# Recherche Safari sous iOS 7



## vilaincanard (30 Septembre 2013)

Savez-vous comment effectuer une recherche sur une page web affichée sur Safari (sous iOS 7) ? Je ne retrouve pas le 2ème champ recherche que Safari iOS 6 ouvrait juste au-dessus du clavier virtuel iPad...


----------



## Rantanplan (30 Septembre 2013)

Tu veux parler de la zone Google ?

Si oui elle est fusionnée avec le champ d'adresse comme sur Mountain Lion. Dès qu'on sélectionne le champ il apparait en grisé et on peut taper les mots clés.


----------



## vilaincanard (1 Octobre 2013)

Merci Rantanplan. Non, je ne parlais pas de la zone de recherche Google. Mais bien d'une zone de recherche qui s'affichait juste au-dessus du clavier et qui permettait une recherche à l'intérieur d'une page web affichée par Safari...
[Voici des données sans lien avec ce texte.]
PR #4083, opened 2021-09-20
SwG PoC: Gutenberg plugin

ChrisAntaki:
## Summary

Addresses issue #

## Checklist


assets/js/modules/subscribe-with-google/components/plugins/AccessSelector.js
```diff
@@ -0,0 +1,84 @@
...
+import { Component } from '@wordpress/element';
+
+export default class AccessSelector extends Component {
+	constructor( props ) {
+		super( props );
+
+		const { select } = global.wp.data;
+		const postMeta = select( 'core/editor' ).getEditedPostAttribute(
+			'meta'
+		);
```
tofumatt, line 32: This should be done with the [`withSelect` higher-order component](https://developer.wordpress.org/block-editor/reference-guides/packages/packages-data/#withselect), or this data will not update when the data store does.

assets/js/modules/subscribe-with-google/components/plugins/AccessSelector.js
```diff
@@ -0,0 +1,84 @@
...
+		this.state = {
+			access: postMeta.sitekit__reader_revenue__access,
+		};
+	}
+
+	setAccess( access ) {
+		// Update post meta field.
+		const { dispatch } = global.wp.data;
```
tofumatt, line 40: Similarly, this should use [`withDispatch`](https://developer.wordpress.org/block-editor/reference-guides/packages/packages-data/#withdispatch) and not the global dispatch.

eugene-manuilov:
@ChrisAntaki this might be helpful to you: https://developer.wordpress.org/block-editor/how-to-guides/metabox/

assets/js/modules/subscribe-with-google/components/plugins/AccessSelector.js
ChrisAntaki: Good call, updated!

assets/js/modules/subscribe-with-google/components/plugins/AccessSelector.js
```diff
@@ -0,0 +1,93 @@
...
+	withDispatch( ( dispatch ) => ( {
+		setAccess: ( access ) =>
+			dispatch( 'core/editor' ).editPost( {
+				meta: { sitekit__reader_revenue__access: access },
+			} ),
+	} ) ),
+	withSelect( ( select ) => ( {
+		access: select( 'core/editor' ).getEditedPostAttribute( 'meta' )
+			.sitekit__reader_revenue__access,
+		products: global.googlesitekit.data.select( STORE_NAME ).getProducts(),
```
ChrisAntaki, line 91: Hey @tofumatt ! Just wondering, do we have a good solution for using Site Kit's `withSelect` for a Gutenberg component? I tried to use Site Kit's `withSelect` alongside WordPress', in this call to `compose`, but then WordPress crashed and mentioned something about two versions of React. What do you think?

ChrisAntaki: cc @aaemnnosttv and @felixarntz

tonyjemba:
checks still failing

assets/js/modules/subscribe-with-google/components/plugins/AccessSelector.js
aaemnnosttv: >  I tried to use Site Kit's withSelect alongside WordPress', in this call to compose, but then WordPress crashed and mentioned something about two versions of React. What do you think?

Hey @ChrisAntaki, not sure if this is still an issue for you but the reason this is due to `withSelect` using hooks internally which requires that the same version of React is used and Site Kit's will always reference the version of React we bundle. So when using within the context of Gutenberg, we'll always need to use `withSelect` via the `wp` global for the same reason we need to use class-based components here.

If we don't already have an issue for using the two data stores together we'll need to create one for that.

ChrisAntaki: Thanks for the explanation, @aaemnnosttv !

Hey @felixarntz , just checking, did you already create an issue for this a while back ?

felixarntz: @aaemnnosttv I created #4107 (and related #4108 + #4109) around this, but it doesn't actually encompass the ability to use stores from both registries in a single component yet I believe. Can you check where the new issue fits in with those?

aaemnnosttv: @felixarntz @ChrisAntaki I opened https://github.com/google/site-kit-wp/issues/4357. With this we would use the Site Kit registry for accessing both our stores and WP core stores – we would still need to use the HOCs via `wp` though as mentioned before.

ChrisAntaki:
This issue causes a JS test failure: https://github.com/google/site-kit-wp/issues/4831

PR #4100, opened 2021-09-21
Enhancement/4052 trigger remote survey

eugene-manuilov:
## Summary

Addresses issue #4052

## Relevant technical choices

* Decided not to create a new hook because there is no sense in it since we would use it only for one component.

## Checklist


includes/Core/Notifications/Notifications.php
```diff
@@ -134,7 +134,12 @@ private function get_rest_routes() {
 								return new WP_REST_Response( array() );
 							}
 
-							$response = wp_remote_get( $endpoint ); // phpcs:ignore WordPressVIPMinimum.Functions.RestrictedFunctions.wp_remote_get_wp_remote_get
+							$response = wp_remote_get( // phpcs:ignore WordPressVIPMinimum.Functions.RestrictedFunctions.wp_remote_get_wp_remote_get
+								$endpoint,
+								array(
+									'timeout' => 15, // phpcs:ignore WordPressVIPMinimum.Performance.RemoteRequestTimeout.timeout_timeout
```
felixarntz, line 140: This timeout should also be applied to getting surveys, which is still missing from here and therefore still results in timeout errors.

Let's just add it to the `Google_Proxy::request` method, so that it applies to any of those requests to the proxy. It shouldn't do any harm, and it's safer to have it at 15 than at 5 (of course we should still improve the service performance to make this faster).

felixarntz (changes requested):
@eugene-manuilov This looks good to me, just one crucial thing that's missing.

includes/Core/Notifications/Notifications.php
eugene-manuilov: Looks like i didn't copy over it from the previous PR: https://github.com/google/site-kit-wp/pull/4072/files#diff-e3ac1fdfcae738afa70efaf4637416ebfae905a5fa75bfcbc459d7e172745890R492

I'll add the default timeout to the request method then :+1:

eugene-manuilov: Ok, updated.

aaemnnosttv (approved):
Thanks @eugene-manuilov, this all looks good to me. I tested the items @felixarntz called out in the last review as well and confirmed that the `trigger-survey` requests aren't timing out after 5 sec anymore. The trigger for the interactions is also confirmed to not be invoked on mount.

Issue #4111, opened 2021-09-23
Experimental label too close to Idea Hub name in some places


aaemnnosttv:
## Bug Description

The distance between the Idea Hub module title and the experimental badge is inconsistent, and in some places there is none at all.

## Screenshots

**Settings > Connected Services**
![image](https://user-images.githubusercontent.com/1621608/134498772-4f892b52-4c48-4462-8459-c5a7740e20a2.png)

**Settings > Connect More Services**
![image](https://user-images.githubusercontent.com/1621608/134492184-19b271ea-0e6f-493e-beb8-282390e057c4.png)

**Module setup**
![image](https://user-images.githubusercontent.com/1621608/134492405-e0a593ba-f460-4dfd-9d1e-ebc5ccd91516.png)

**Widget (for reference: 12px)**
![image](https://user-images.githubusercontent.com/1621608/134492503-745c6615-fe9a-467f-9acc-153599cffc15.png)

Also note that the font weight of the badge differs in some places (e.g. settings and module setup) where it inherits a heavier weight rather than remaining consistent.

---------------

_Do not alter or remove anything below. The following sections will be managed by moderators only._

## Acceptance criteria

* There should be 12px between the Idea Hub module title and experimental badge in all instances
    * Note: the `Badge` component is only used for this so that makes it easy to find all instances, but the styles should not be added to the badge component/class without additional context (i.e. not to `.googlesitekit-badge` alone)

## Implementation Brief

* Update `Badge` component to accept additional class names via prop
* Add a new class for the Idea Hub badge, giving it 12px left margin
* Apply the new class on all Idea Hub badge components
* Remove now unnecessary `padding-right` on widget title
* Merge #4115 

### Test Coverage

* No change

## QA Brief

* Check the Idea Hub badges in the following places to make sure they all have consistent spacing with the experimental label
    * Settings > Connect More Services
    * Settings > Connected Services (once activated)
    * Module set up
    * Widget title

## Changelog entry

* N/A

wpdarren:
### QA Update: ✅ 

Checked that the Idea Hub badges in the places below, all have consistent spacing with the experimental label:

Settings > Connect More Services  - [Screenshot](https://user-images.githubusercontent.com/73545194/134640567-d2d1c700-2c2e-4224-a41c-3f894af16eaa.png)
[...]

PR #4115, opened 2021-09-23
Update Idea Hub badges for consistency

aaemnnosttv:
## Summary

Addresses issue #4111

## Checklist

### DIFF
--- a/assets/sass/components/global/_googlesitekit-badge.scss
+++ b/assets/sass/components/global/_googlesitekit-badge.scss
@@ -23,6 +23,7 @@
 	display: inline-block;
 	font-family: $f-primary;
 	font-size: 10px;
+	font-weight: 500;
 	line-height: 1;
 	padding: 6px 12px;
 	text-transform: uppercase;
--- a/assets/sass/components/idea-hub/_googlesitekit-idea-hub-common.scss
+++ b/assets/sass/components/idea-hub/_googlesitekit-idea-hub-common.scss
@@ -1,5 +1,5 @@
 /**
- * Idea Hub styles.
+ * Idea Hub common styles.
  *
  * Site Kit by Google, Copyright 2021 Google LLC
  *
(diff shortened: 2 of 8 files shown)


assets/sass/components/global/_googlesitekit-badge.scss
```diff
@@ -23,6 +23,7 @@
 	display: inline-block;
 	font-family: $f-primary;
 	font-size: 10px;
+	font-weight: 500;
```
aaemnnosttv, line 26: This was added to avoid variation when left undefined where it would be (and was) inherited. In titles this usually left it with a heavier weight and other places it had a normal weight. Looking at similar components in the wild (in GitHub for example), a heavier weight is used, likely for better contrast/readability, especially with darker backgrounds so this makes sense to have on the base class.

assets/sass/components/idea-hub/_googlesitekit-idea-hub-common.scss
```diff
@@ -0,0 +1,24 @@
...
+ * WITHOUT WARRANTIES OR CONDITIONS OF ANY KIND, either express or implied.
+ * See the License for the specific language governing permissions and
+ * limitations under the License.
+ */
+
+.googlesitekit-plugin {
+
+	.googlesitekit-idea-hub__badge {
+		margin-left: 12px;
+	}
```
eugene-manuilov, line 23: @aaemnnosttv, unfortunately, it doesn't work well on small devices. I believe `padding-right: 12px` was added on purpose to make sure that the badge won't have an empty margin on the left when it gets wrapped to the next line. See how `develop` looks on small mobiles:


And how your branch:

eugene-manuilov (changes requested):

assets/sass/components/idea-hub/_googlesitekit-idea-hub-common.scss
aaemnnosttv: Good catch! I was wondering why it was done that way 😄  I've updated this one instance to keep the same styles as before without the added class on the badge as an exception but with an added comment to explain.

eugene-manuilov (approved):
LGTM

Issue #4030, opened 2021-09-13
Scaffold DashboardMainApp and DashboardEntityApp


tofumatt:
## Feature Description

The [`GoogleSiteKitDashboard` component](https://github.com/google/site-kit-wp/blob/01faf4805f14baa86d60314106b955c71a0776c1/assets/js/googlesitekit-dashboard.js#L37) is the entry-point to the dashboard and can be set to render differently based on the [`unifiedDashboard ` feature flag](https://github.com/google/site-kit-wp/issues/4029). When the feature flag for `unifiedDashboard` is disabled, the existing `DashboardApp` component should render. When the feature flag for `unifiedDashboard` is enabled, we should instead render either `DashboardMainApp` or `DashboardEntityApp` based on the presence of the `permaLink` query param.

---------------

_Do not alter or remove anything below. The following sections will be managed by moderators only._

## Acceptance criteria

* Two new components should be scaffolded in the `assets/js/components` folder: `DashboardMainApp` and `DashboardEntityApp`. They should only render the Site Kit Header (`assets/js/components/Header.js`) component for now.
* The [`GoogleSiteKitDashboard` component](https://github.com/google/site-kit-wp/blob/01faf4805f14baa86d60314106b955c71a0776c1/assets/js/googlesitekit-dashboard.js#L37) should, when `unifiedDashboard` feature flag is enabled: render `DashboardMainApp` when there is no `permaLink` query param and render `DashboardEntityApp` when the `permaLink` query param exists.
* If the `unifiedDashboard` feature flag is not enabled: `GoogleSiteKitDashboard` should behave as it currently does today.

## Implementation Brief

* 

### Test Coverage

* 

### Visual Regression Changes

* 

## QA Brief

* 

## Changelog entry

*

aaemnnosttv:
IB ✅

johnPhillips:
> The GoogleSiteKitDashboard component should, when unifiedDashboard feature flag is enabled: render DashboardMainApp when there is no permaLink query param and render DashboardEntityApp when the permaLink query param exists.

@aaemnnosttv I think we might have missed a step, looking at this more closely. 

It seems [if the `permaLink` query var is present, the PHP layer loads an entirely separate div](https://github.com/google/site-kit-wp/blob/861db7225e67b969e69a3afd7f851016096a7859/includes/Core/Admin/Screens.php#L295): `googlesitekit-dashboard-details`, into which the `DashboardDetailsApp` is loaded, so it never even hits 

[...]

PR #4117, opened 2021-09-24
Scaffold out DashboardMainApp and DashboardEntityApp (4030).

johnPhillips:
## Summary

Addresses issue #4030

## Checklist


tofumatt (changes requested):
I noticed in the IB it says to put these files in folders, eg. `components/dashboard-entity` and `components/dashboard-main`, but I don't think that's necessary as most dashboard files will be shared and there shouldn't even be that many. And eventually we might even want to combine them.

If you want to put them in a folder at all we could use "dashboard", but the ACs for this issue say to put `DashboardMainApp.js` and `DashboardEntityApp.js` right in the `components` folder, so let's do that.

Then we can 🚢

tofumatt (approved):
Awesome, looks good 👍🏻

Issue #4078, opened 2021-09-20
Unified Dashboard: Register existing widgets in new Content area


tofumatt:
## Feature Description

The widgets that should appear in the Content area (created in #4031):

### `mainDashboardContentPrimary` area:
1. Top keywords widget (half-width widget) (`DashboardPopularKeywordsWidget`)
2. Idea Hub widget (half-width) (`DashboardIdeasWidget`)
3. New widget with overall page metrics (*new widget, so shouldn't be registered by this issue*)
4. Modified most popular content widget (`ModulePopularPagesWidget`)

### `entityDashboardContentPrimary` area:
1. Top keywords widget (full width) (DashboardPopularKeywordsWidget)
2. New widget with overall page metrics (*new widget*, so shouldn't be registered by this issue*)

---------------

_Do not alter or remove anything below. The following sections will be managed by moderators only._

## Acceptance criteria

These widgets should be registered to the following areas and appear on the Main Dashboard and Entity Dashboard respectively, in this order:

### `mainDashboardContentPrimary` area:
* Top keywords widget (half-width widget) (`DashboardPopularKeywordsWidget`)
* Idea Hub widget (half-width) (`DashboardIdeasWidget`)
* Modified most popular content widget (`ModulePopularPagesWidget`)

### `entityDashboardContentPrimary` area:
* Top keywords widget (full width) (DashboardPopularKeywordsWidget)

## Implementation Brief

* 

### Test Coverage

* 

## QA Brief

* 

## Changelog entry

*

eugene-manuilov:
@johnPhillips, sending this ticket back to you to make adjustments discussed in #4079

eugene-manuilov:
Thanks, @johnPhillips. IB :heavy_check_mark:

kuasha420:
QA: :warning: 

I confirmed that. 

* The widgets from the AC has been registered to Main and Entity Dashboard and are showing up. 
* Idea Hub Widget shows the CTA to connect and once connected, shows ideas. 

Things I noticed that needs clarification:

* Padding and margin on half width `DashboardPopularKeywordsWidget` is off, specially the top padding seems unaligned with the idea hub module. 
* If Analytics module is not connected, the `ModulePopularPagesWidget` shows loading skeleton  forever instead of a CTA to activate analytics module. Not sure if it falls outside of the scope this ticket. 

Waiting for clarification. 

CC @eugene-manuilov

PR #4131, opened 2021-09-27
Enhancement/4078 content area widgets

eugene-manuilov:
## Summary

Addresses issue #4078

## Checklist


assets/js/modules/analytics/index.js
```diff
@@ -118,11 +119,11 @@ export const registerWidgets = ( widgets ) => {
 		'analyticsPopularPages',
 		{
 			Component: DashboardPopularPagesWidget,
-			width: widgets.WIDGET_WIDTHS.HALF,
+			width: [ widgets.WIDGET_WIDTHS.HALF, widgets.WIDGET_WIDTHS.FULL ],
```
johnPhillips, line 122: @eugene-manuilov I was wondering: will this mean that this widget could start appearing full width on the current dashboard and cause some regressions? 
If so, maybe we should use the feature flag to conditionally apply them?
Let me know what you think.

eugene-manuilov: Technically, it could appear full width on the current dashboard, but it will happen only if there are no other widgets fit into that row. So, I don't think we need to use the feature flag here.

PR #4150, opened 2021-09-28
SwG PoC: Bulk Edit

ChrisAntaki:
## Summary

Addresses issue #

## Checklist


assets/js/googlesitekit-subscribe-with-google-bulk-edit.js
```diff
@@ -0,0 +1,66 @@
...
+		bulkActionSelector.addEventListener(
+			'change',
+			handleBulkActionSelectorChange
+		);
+	}
+} );
+
+function handleBulkActionSelectorChange( e ) {
+	const hidden = e.target.value !== 'sitekit-swg-access';
+	renderDropdowns( { hidden } );
```
felixarntz, line 61: Instead of re-rendering the dropdowns on every bulk action change (which seems like quite some overhead), I think we could simplify this to only `render` (inject into the DOM) once, in the above `for` loop, and then rely on non-React code to visually hide it? E.g. we could conditionally add a CSS class to hide `sitekit-swg-access-selector-container`.

assets/js/modules/subscribe-with-google/components/posts/AccessSelector.js
```diff
@@ -0,0 +1,58 @@
...
+ */
+
+/**
+ * Internal dependencies
+ */
+import Data from 'googlesitekit-data';
+import { STORE_NAME } from '../../datastore/constants';
+const { useSelect } = Data;
+
+export default function AccessSelector( { hidden, onChange, selectedOption } ) {
```
felixarntz, line 26: So far I don't think this component actually needs `onChange` and `selectedOption` props. It would simplify the code to fully internalize that into this component, basically rely on `useState` to capture the current option and then implement an internal `onChange` that sets the selected option in state.

assets/js/googlesitekit-subscribe-with-google-bulk-edit.js
```diff
@@ -0,0 +1,66 @@
...
+}
+
+function handleChange( { target: { value } } ) {
+	renderDropdowns( { selectedOption: value } );
+}
```
felixarntz, line 66: Related to my comment in `AccessSelector`, I think this function shouldn't be needed. It also relates to my comment right above, I'd argue re-calling `render` here is even more unnecessary than above since this logic could be internalized by `AccessSelector` so that React would take care of it itself.

assets/js/googlesitekit-subscribe-with-google-bulk-edit.js
```diff
@@ -0,0 +1,66 @@
...
+domReady( () => {
+	const bulkActionSelectors = [
+		...document.querySelectorAll(
+			'#bulk-action-selector-top, #bulk-action-selector-bottom'
+		),
+	];
+	for ( const bulkActionSelector of bulkActionSelectors ) {
+		const accessSelectorContainer = document.createElement( 'span' );
+		accessSelectorContainer.classList.add(
+			'sitekit-swg-access-selector-container'
```
felixarntz, line 48: Nit-pick, but we typically prefix things with `googlesitekit` instead of `sitekit`.

assets/js/googlesitekit-subscribe-with-google-bulk-edit.js
```diff
@@ -0,0 +1,66 @@
+/**
+ * WordPress dependencies
+ */
+import domReady from '@wordpress/dom-ready';
+
+/**
+ * External dependencies
+ */
+import { render } from 'react-dom';
```
felixarntz, line 9: This should be imported from `@wordpress/element` instead which wraps React. In general, we should never import anything from React directly unless it's something that `@wordpress/element` does not support (in which case we should question though whether that should be used in the first place).

assets/js/modules/subscribe-with-google/components/posts/AccessSelector.js
```diff
@@ -0,0 +1,58 @@
...
+		<option key={ option } value={ option }>
+			{ option === 'openaccess' ? '— Free —' : option }
+		</option>
+	) );
+
+	return (
+		<select
+			value={ selectedOption }
+			name="sitekit-swg-access-selector"
+			className="sitekit-swg-access-selector"
```
felixarntz, line 51: See above, let's use `googlesitekit`.

includes/Modules/Subscribe_With_Google.php
```diff
@@ -47,7 +47,71 @@ public function register() {
 			return;
 		}
 
-		// TODO: Bring back SwG functionality after #3120 is merged.
+		// Register "access" meta field.
+		register_post_meta(
+			'',
+			'sitekit__reader_revenue__access',
```
felixarntz, line 53: See above, this shouldn't use `sitekit_` as prefix. For settings and post meta, we typically use `googlesitekit_`, there is however a nuance to it:
* Site Kit allows to reset, wiping _basically_ everything related to Site Kit in the WordPress site.
* Resetting is generally regarded as a non-sensitive action. While we _do_ show a warning modal before resetting, Site Kit stores almost no data that wouldn't be easy to get back to after setting up the plugin again afterwards - that is because most of the _actual_ data comes from Google APIs.
* For configuration like this here though, it's different. If you configured 25 posts in a certain way for SwG and then reset Site Kit, you probably don't want to do that again, and you may not even remember how you configured them.
* For the above type of settings/meta, we have a special `googlesitekitpersistent_` prefix - any setting/meta that uses that won't get wiped on reset.

So for this meta field here, I'd suggest we use `googlesitekitpersistent_`.

Last but not least (nit-pick), let's only use single underscores to separate words.

includes/Modules/Subscribe_With_Google.php
```diff
@@ -47,7 +47,71 @@ public function register() {
...
+				'single'       => true,
+				'type'         => 'string',
+			)
+		);
+
+		// Add "Set access to..." bulk edit option.
+		add_filter(
+			'bulk_actions-edit-post',
+			function( $bulk_actions ) {
+				$bulk_actions['sitekit-swg-access'] = __( 'Set access to...', 'google-site-kit' );
```
felixarntz, line 65: Nit-pick, but I think WordPress generally prefers `&hellip:` instead of `...`.

includes/Modules/Subscribe_With_Google.php
```diff
@@ -47,7 +47,71 @@ public function register() {
...
+					if ( $access && 'openaccess' !== $access ) {
+						echo esc_html( $access );
+					} else {
+						esc_html_e( '— Free —', 'google-site-kit' );
+					}
+				}
+			},
+			10,
+			2
+		);
```
felixarntz, line 114: No technical concern with this code, but from a UX perspective I wonder if that is the most appropriate way to show the access information for a post in the table. A whole column takes a lot of space, and while users can hide columns in the UI, I think there may be more subtle ways that would also show this information closer to e.g. the post title. Especially since not every post is expected to have a special state (thinking about sites that would monetize let's say 5 out of 100 posts), I'm not sure this is worth a column.

For Idea Hub for example, we display something additional right _in_ the post title column. Maybe that could be a path.

You probably don't need to change that here unless you feel strongly about that, but I think this may get flagged from a UX perspective eventually.

felixarntz (commented):
Left some feedback. I think there's some room for simplification in the React to non-React JS "communication", but otherwise this looks great.

includes/Modules/Subscribe_With_Google.php
ChrisAntaki: Good to know, updated

includes/Modules/Subscribe_With_Google.php
ChrisAntaki: Sounds good, updated

includes/Modules/Subscribe_With_Google.php
ChrisAntaki: I don't feel strongly either way, just wanna build something you and the Site Kit team are happy with

Issue #4054, opened 2021-09-15
Implement/refactor GA tracking events for plugin setup


felixarntz:
## Feature Description

---------------

_Do not alter or remove anything below. The following sections will be managed by moderators only._

## Acceptance criteria

* 

## Implementation Brief

* 

### Test Coverage

* 

## QA Brief

* 

## Changelog entry

*

eugene-manuilov:
Thanks, @asvinb. IB almost looks good. There is one thing missing as far as I can tell right now: we need to track new setup events (`start_user_setup` and `start_site_setup`) in the `SetupUsingGCP` component as well.

> * Using assets/js/components/setup/SetupUsingProxy.js,
>   * Within the onButtonClick function,
>     * Implement the start_site_setup and start_user_setup tracking calls as mentioned above for assets/js/components/activation/activation-app.js.

It's also probably worth mentioning that for the `SetupUsingProxy` component we should always use `proxy` as the event label and `custom-oauth` for the `SetupUsingGCP` component because we display these components based on the `isUsingProxy` selector results: https://github.com/google/site-kit-wp/blob/496ebb7b1968ca4f84c1f0aefd6ba5f4ba7271df/assets/js/components/dashboard-splash/DashboardSplashApp.js#L29-L39

> * Use the hasConnectedAdmins selector of the site data store to check if there are connected admins.
> * Use the useMount hook:
>    * if slug is null and there are connected admins, call trackEvent with complete_site_setup as action and passing proxy as label if the result of isUsingProxy is true, else pass custom-oauth as label.

We probably need to introduce a new PHP-to-JS variable that will determine how many connected admins we have. It should work the same way as `hasConnectedAdmins` works, but return the number of admins instead of `true/false`. cc @felixarntz

asvinb:
@eugene-manuilov IB updated to include `SetupUsingGCP`. For the connected admins, I think we can use the `hasMultipleAdmins` selector which returns `false` if there's only 1 admin which is pretty much what we want :)
https://github.com/google/site-kit-wp/blob/43e3866a3a5a523f12ebb27938cc178a6e281a02/assets/js/googlesitekit/datastore/site/connection.js#L178

eugene-manuilov:
Actually, yes, you are right, @asvinb, we can use the `hasMultipleAdmins` selector :+1:. IB :heavy_check_mark:

kuasha420:
QA: :warning:  

The following tracking events are not firing consistently. 

[...]

PR #4162, opened 2021-09-29
 Implement/refactor GA tracking events for plugin setup (4054).

johnPhillips:
## Summary

Addresses issue #4054

## Checklist

### DIFF
--- a/assets/js/components/activation/activation-app.js
+++ b/assets/js/components/activation/activation-app.js
@@ -17,6 +17,11 @@
  */
 
 /**
+ * External dependencies
+ */
+import { useMount } from 'react-use';
+
+/**
  * WordPress dependencies
  */
 import { Fragment, useCallback } from '@wordpress/element';
@@ -26,6 +31,7 @@ import { __ } from '@wordpress/i18n';
  * Internal dependencies
  */
 import Data from 'googlesitekit-data';
+import { VIEW_CONTEXT_ACTIVATION } from '../../googlesitekit/constants';
 import { trackEvent } from '../../util';
 import { ActivationMain } from './activation-main';
 import NotificationCounter from '../legacy-notifications/notification-counter';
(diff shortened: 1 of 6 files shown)


assets/js/components/legacy-setup/SetupUsingGCP.js
```diff
@@ -389,6 +411,8 @@ export default compose(
 					notification: 'authentication_success',
 				}
 			),
+			isUsingProxy: select( CORE_SITE ).isUsingProxy(),
```
tofumatt, line 414: This component is only every used, as I understood things, when the proxy is _not_ in use, so there shouldn't be a need to use this selector (or the subsequent ternary logic in the component) here.

If this component is being used we're definitely **not** using the proxy, so we can ignore these checks.

tofumatt (changes requested):
Looks like there's an issue with some `useSelect` calls here, but also I have some questions about our usage of `isUsingProxy()` selectors in the GCP Setup component.

assets/js/components/activation/activation-app.js
```diff
@@ -52,6 +58,16 @@ export function ActivationApp() {
 	const canViewDashboard = useSelect( ( select ) =>
 		select( CORE_USER ).hasCapability( PERMISSION_VIEW_DASHBOARD )
 	);
+	const isConnected = useSelect( ( select ) => {
+		select( CORE_SITE ).isConnected();
+	} );
+	const isUsingProxy = useSelect( ( select ) => {
+		select( CORE_SITE ).isUsingProxy();
+	} );
```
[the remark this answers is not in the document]
johnPhillips: Eek - good catch!

assets/js/components/legacy-setup/SetupUsingGCP.js
johnPhillips: Hmm... This might be one for @asvinb to advise on as he wrote the IB 🤔 . I'm happy to admit this falls outside of my knowledge.
I'll make the adjustments you suggest, but it might be worth checking with Asvin in due course if there was a reason why the IB suggested this? 👍

tofumatt:
@googlebot I consent.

Pour le dure autrement, avec iOS 7, comment effectuer une recherche à l'intérieur d'une page web affichée par Safari ?


----------



## pygmale (8 Octobre 2013)

J'ai mis du temps à le trouver, mais voilà où Apple l'a intégré:

pour faire une recherche quelle qu'elle soit,  il faut la faire dans le champs d'adresse. Safari va te donner les résultats obtenus dans 3 catégories:

- Recherche avec Google sur internet
- Recherche dans les signets et l'historique
- Recherche sur la page internet ouverte.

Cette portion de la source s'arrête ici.